Thanks, Ed...What's the lowest price for coach seats?


----------



## Ryan

From where to where?


----------



## the_traveler

Pat said:


> Can you tell me approximately how many coach trains there are, and what the seating capacity is on each one? (70?)
> 
> Also, are there compartments for carry-ons above or below each seat? Remember...this is my 1st time, so I don't have a clue! Is it safe to bring a laptop? Where can I store it for safe keeping, if I decide to wander off into the diner or cafe car?


As stated, please let us know from where to where you will be traveling. Some trains carry single level coaches while other trains use bi-level coaches. There is a luggage rack above your seat (which is *MUCH* bigger than on a plane). It is open and you can put full sized suitcases in it. There is also room at the end of the cars on single level trains and a large luggage rack on the lower level of Superliners.

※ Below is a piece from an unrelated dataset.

PR #5392, opened 2023-01-12
Consistently add user attributes to AddRequest

### LINKED ISSUE #5390: Graph: Consistently add user attributes to LDAP add request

In coach, I would try to keep any valuables (purses, wallets, laptops/netbooks. etc...) with you. Take them with you. However, I have left my netbook above my seat or on the tray table when I was gone, and had no problems. As in any situation, size up your surroundings. If you feel safe, trust your feelings!



Besides not many people get off a train going 79 MPH - so they should still be on the train! They can only walk forward or back to another car!





Also, don't worry about the stated "2 carry-on per person" limit too much! I have never seen it strictly enforced. Besides, the many exceptions include:


Purses
Coats
Sweaters
Pillows
Computers
Strollers
Car Seats
Walkers or assist devices
etc ...

Basically if you can easily carry it yourself, you can carry it on.


----------



## zephyr17

Pat said:


> Is the seating in the coach area assigned, or first come first serve?


It depends on the station, the train, and somewhat on the crew. For reserved seat trains at originating and other large stations, you generally line up and get a seating assignment and a seat check from the conductor/assistant conductor at a podium. For any but the largest intermediate stops, you just board, although you may be directed to one car or another based on your destination. Once you board, the attendent may assign you to a seat. If the attendent doesn't, you can take any free seat. The attendent generally won't lift your ticket, though. Some do, but they are not supposed to. Note that whether or not a seat is free is not determined by whether or not someone is sitting in it (they may be in the diner or lounge car), but whether there is a "seat check" or "hat check" inserted in the holder above the seats. This is a small piece of paper, ususally with the destination of the passenger in that seat written on it. If the conductor hasn't lifted your ticket before or while you are boarding, once you find a seat STAY THERE until he comes by and lifts your ticket. Once he lifts your ticket, he will put a seat check above your seat, and it's now yours. Sleeper space is assigned when you reserve it, though.

As to capacity, the upstairs section of a Superliner coach seats about 80, IIRC. Not sure about the downstairs part or other equipment types, except the Talgo. The little Talgo mini-cars seat about 30-40 each, I think.

How many coaches there are depends on the train. Most western Superliner trains carry at least 2 coaches at all times. Some quite a few more. The Starlight has had up to 5 coaches in peak season. The Builder can carry up to 5, 2 for Seattle, 2 for Portland, and 1 short Chicago-Minneapolis/St Paul. Could be 6 if there are 3 Seattle coaches, which I think does happen sometimes. The Chief usually carries 3 in the summer, IIRC.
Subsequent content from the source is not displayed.